Pasalnya, rata-rata petani di Lembata hanya memiliki lahan hibrida kurang dari satu hektar. Kondisi ini sebut Kanis Tuaq, berpengaruh terhadap hasil produksi disetiap musim panen.
Jika setiap petani memiliki lahan hibrida diatas 2-3 hektar maka hasil produksinya otomatis meningkat dan jumlah uang yang diterima juga tidak sedikit.
“Karena luas lahan kecil produksi juga sedikit. Kalau dia dapat 7 ton maka sudah 20-30an juta itu, macam begini petani mana yang tidak mau,” ungkap Kanis Tuaq.

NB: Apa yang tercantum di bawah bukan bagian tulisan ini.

PR #1691, opened 2019-12-03
Varia: Update margins for better header design support

apeatling:
This change updates block margins to that header and footer template parts render close or identical to how they render when viewed when editing a page.

This will improve consistency when using full site editing, and also allow us to compress excess margins on blocks like the social icons block.

The main thing to test is Maywood, since this is the only live FSE theme. Apply this change to Varia, and then test Maywood to make sure that the header renders correctly when editing a page, and also renders correctly when editing the header template part.

### DIFF
--- a/alves/footer.php
+++ b/alves/footer.php
@@ -15,6 +15,12 @@
 
 	</div><!-- #content -->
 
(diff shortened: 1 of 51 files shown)


apeatling:
Mixed up different changes here, closing this and starting a new PR.

PR #1702, opened 2019-12-10
Maywood: Fix strong-italic font-weight issue

### LINKED ISSUE #1700: Maywood: Paragraph text can't be both bold and italicized
## Steps to replicate

1. Highlight some text in a paragraph block on the Maywood theme.
2. Click the Bold option in the toolbar (text turns bold).
3. Click the Italics option in the toolbar (text loses bolding but shows italicized).

It has the same issue the other was as well.

1. Highlight some text in a paragraph block on the Maywood theme.
2. Click the Italics option in the toolbar (text is italicized).
3. Click the Bold option in the toolbar (text stays italicized, no bolding).

## Result

The text in both the editor and on the front end shows the italics, but not the bolding:

The HTML `<strong>` tag is there, so it seems to be an issue with the styling:

## Expected

For the text to be both bold and italicized.

User Report:
17153077-hc

nielslange:
Fixes #1700 

The issue is caused by https://github.com/Automattic/themes/blob/86ea415132f62d9893d4404b4f7ac3d789486cfc/varia/sass/base/_normalize.scss#L92-L99 and does not take into consideration that when `bold/strong` and `italic/emphasis` are combined, the bolder font-weight is no longer visible. To fix this issue, I've added additional statements to correct the font-weight in when these elements are combined.

Other than in #1700 reported, this issue affects both Varia and it's child-themes and potentially all other themes that use the `_normalize.scss` file.

<table>
<tr>
<td>Before:
<br><br>

#1700-editor-before

</td>
<td>After:
<br><br>

#1700-editor-after

</td>
</tr>
</table>

<table>
<tr>
<td>Before:
<br><br>

#1700-site-before

</td>
<td>After:
<br><br>

#1700-site-after

</td>
</tr>
</table>

### DIFF
--- a/alves/functions.php
+++ b/alves/functions.php
@@ -132,7 +132,7 @@ add_action( 'widgets_init', 'alves_widgets_init', 12 );
  * Filter the content_width in pixels, based on the child-theme's design and stylesheet.
  */
 function alves_content_width() {
-	return 700;
+	return 750;
 }
 add_filter( 'varia_content_width', 'alves_content_width' );
 
--- a/alves/package-lock.json
+++ b/alves/package-lock.json
@@ -1,6 +1,6 @@
 {
   "name": "alves",
-  "version": "1.4.0",
+  "version": "1.4.1",
   "lockfileVersion": 1,
   "requires": true,
   "dependencies": {
@@ -2998,7 +2998,8 @@
             "ansi-regex": {
               "version": "2.1.1",
               "bundled": true,
-              "dev": true
+              "dev": true,
+              "optional": true
             },
             "aproba": {
               "version": "1.2.0",
@@ -3019,12 +3020,14 @@
             "balanced-match": {
               "version": "1.0.0",
               "bundled": true,
-              "dev": true
+              "dev": true,
+              "optional": true
             },
             "brace-expansion": {
               "version": "1.1.11",
               "bundled": true,
               "dev": true,
+              "optional": true,
               "requires": {
                 "balanced-match": "^1.0.0",
                 "concat-map": "0.0.1"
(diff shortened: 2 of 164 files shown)


michaeldcain:
I'm unable to reproduce this in Varia:

Screen Shot 2019-12-19 at 12 49 09 PM

As reported, it only seems to be a bug in Varia child themes like Maywood, that declare a lighter than `400` body font-weight. The browser then renders `font-weight: bolder` as `400`, which isn't enqueued in the theme's functions, so the browser renders the closest enqueued weight.

@allancole @iamtakashi: should we be using `font-weight: bold` instead of `bolder` in the normalize rule or fixing this on a per-theme basis?

michaeldcain:
> should we be using font-weight: bold instead of bolder in the normalize rule or fixing this on a per-theme basis?

I think I'd advocate for fixing this on a per-theme basis. Using `font-weight: bold` removes the subtlety of normalize.css, and using `font-weight: 700` does the same (and additionally introduces a similar enqueued font issue).

I believe that Maywood is the only TFT that uses a body weight under `300`. @nielslange: would you be able to patch it in `maywood/sass/_extra-child-theme.scss`?

nielslange:
> I believe that Maywood is the only TFT that uses a body weight under `300`. @nielslange: would you be able to patch it in `maywood/sass/_extra-child-theme.scss`?

@michaeldcain Sure. I'll update my patch accordingly.

iamtakashi:
I tested the fix in Maywood, but the issue still remains in the editor. Can we fix this in the editor also?

nielslange:
> I tested the fix in Maywood, but the issue still remains in the editor. Can we fix this in the editor also?

@iamtakashi I must have missed that and just updated the editor styles.

michaeldcain:
@nielslange: thanks for the fix! 

I went ahead and removed the paragraph specificity, so that this will work in any instance of bolded+italicized text. On closer inspection, I also noticed that Maywood uses the `500` weight of IBM Plex Sans for its bold weight, and we weren't enqueuing the italicized variant of the font (`500i`), so I made that switch too.

Front-end | Editor
------------ | -------------
Screen Shot 2019-12-23 at 1 32 38 PM | Screen Shot 2019-12-23 at 1 32 22 PM

michaeldcain:
Clicked the wrong button 😬

michaeldcain:
This has been deployed in 54964-wpcom-themes

PR #1709, opened 2019-12-16
Add ‘wp_body_open’ hook.

zzap:
Starting from WordPress 5.2 a new function is added – `wp_body_open()` – that is used to trigger a `wp_body_open` action. The function should be placed inside of the <body> tag immediately after it is opened.


michaeldcain:
Deployed to WP.com in r55056-wpcom-themes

Selaku kepala dinas pertanian, Kanis Tuaq menganjurkan agar skenario perluasan lahan tersebut harus bisa diterapkan oleh semua petani di Lembata karena hanya dengan cara itu para petani bisa mendapat untung lebih dan terlepas dari keluhan harga beli Offtaker.(Red)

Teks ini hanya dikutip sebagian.